(EXERCISE):
Print the data below exactly, but only the lines from the one containing "PR #884, opened 2026-07-30" down to the one containing "xoviat: Not really", inclusive.

(AVAILABLE DATA):
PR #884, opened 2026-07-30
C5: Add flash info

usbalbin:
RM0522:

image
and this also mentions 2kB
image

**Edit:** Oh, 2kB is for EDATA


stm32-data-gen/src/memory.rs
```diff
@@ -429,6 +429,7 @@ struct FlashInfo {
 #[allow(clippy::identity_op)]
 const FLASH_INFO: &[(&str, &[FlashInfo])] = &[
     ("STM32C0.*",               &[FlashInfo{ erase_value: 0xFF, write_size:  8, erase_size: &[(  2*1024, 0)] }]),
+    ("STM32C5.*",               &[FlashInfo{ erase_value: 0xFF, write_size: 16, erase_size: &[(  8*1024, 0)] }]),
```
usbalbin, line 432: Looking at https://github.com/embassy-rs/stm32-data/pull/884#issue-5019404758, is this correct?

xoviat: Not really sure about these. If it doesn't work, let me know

...

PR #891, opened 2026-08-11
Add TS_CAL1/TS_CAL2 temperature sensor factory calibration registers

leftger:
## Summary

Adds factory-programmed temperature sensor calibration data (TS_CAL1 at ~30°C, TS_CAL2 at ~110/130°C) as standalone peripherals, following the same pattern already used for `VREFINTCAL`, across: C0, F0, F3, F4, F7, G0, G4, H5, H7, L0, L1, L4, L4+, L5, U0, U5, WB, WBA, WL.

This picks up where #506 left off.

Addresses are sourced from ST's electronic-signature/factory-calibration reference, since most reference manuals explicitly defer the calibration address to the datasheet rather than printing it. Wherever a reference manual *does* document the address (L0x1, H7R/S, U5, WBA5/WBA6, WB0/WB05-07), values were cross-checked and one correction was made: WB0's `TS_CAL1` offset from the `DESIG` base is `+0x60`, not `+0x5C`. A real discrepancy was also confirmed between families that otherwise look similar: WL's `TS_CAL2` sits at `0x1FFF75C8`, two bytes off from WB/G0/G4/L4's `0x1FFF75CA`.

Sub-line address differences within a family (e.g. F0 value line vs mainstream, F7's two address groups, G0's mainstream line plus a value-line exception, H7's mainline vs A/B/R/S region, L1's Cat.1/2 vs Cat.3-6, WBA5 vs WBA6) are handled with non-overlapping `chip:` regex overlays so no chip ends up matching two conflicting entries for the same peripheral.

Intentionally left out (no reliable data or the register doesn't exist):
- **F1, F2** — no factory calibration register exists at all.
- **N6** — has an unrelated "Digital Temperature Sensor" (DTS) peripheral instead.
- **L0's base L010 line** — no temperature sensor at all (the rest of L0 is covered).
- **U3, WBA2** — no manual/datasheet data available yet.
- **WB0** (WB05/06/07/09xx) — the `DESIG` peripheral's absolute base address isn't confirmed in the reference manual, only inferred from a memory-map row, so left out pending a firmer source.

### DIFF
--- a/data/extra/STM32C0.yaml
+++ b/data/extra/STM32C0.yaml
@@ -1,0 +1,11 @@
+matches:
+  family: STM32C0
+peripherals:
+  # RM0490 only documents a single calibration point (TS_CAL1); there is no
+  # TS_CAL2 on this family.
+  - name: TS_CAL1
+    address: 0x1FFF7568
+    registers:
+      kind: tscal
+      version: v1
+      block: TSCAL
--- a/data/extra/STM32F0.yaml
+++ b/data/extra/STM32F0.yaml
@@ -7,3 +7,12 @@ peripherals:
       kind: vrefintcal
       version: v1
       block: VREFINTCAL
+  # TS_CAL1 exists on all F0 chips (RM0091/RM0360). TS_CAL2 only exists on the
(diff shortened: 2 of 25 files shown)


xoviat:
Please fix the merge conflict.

(EXERCISE OUTPUT):
PR #884, opened 2026-07-30
C5: Add flash info

usbalbin:
RM0522:

image
and this also mentions 2kB
image

**Edit:** Oh, 2kB is for EDATA


stm32-data-gen/src/memory.rs
```diff
@@ -429,6 +429,7 @@ struct FlashInfo {
 #[allow(clippy::identity_op)]
 const FLASH_INFO: &[(&str, &[FlashInfo])] = &[
     ("STM32C0.*",               &[FlashInfo{ erase_value: 0xFF, write_size:  8, erase_size: &[(  2*1024, 0)] }]),
+    ("STM32C5.*",               &[FlashInfo{ erase_value: 0xFF, write_size: 16, erase_size: &[(  8*1024, 0)] }]),
```
usbalbin, line 432: Looking at https://github.com/embassy-rs/stm32-data/pull/884#issue-5019404758, is this correct?

xoviat: Not really sure about these. If it doesn't work, let me know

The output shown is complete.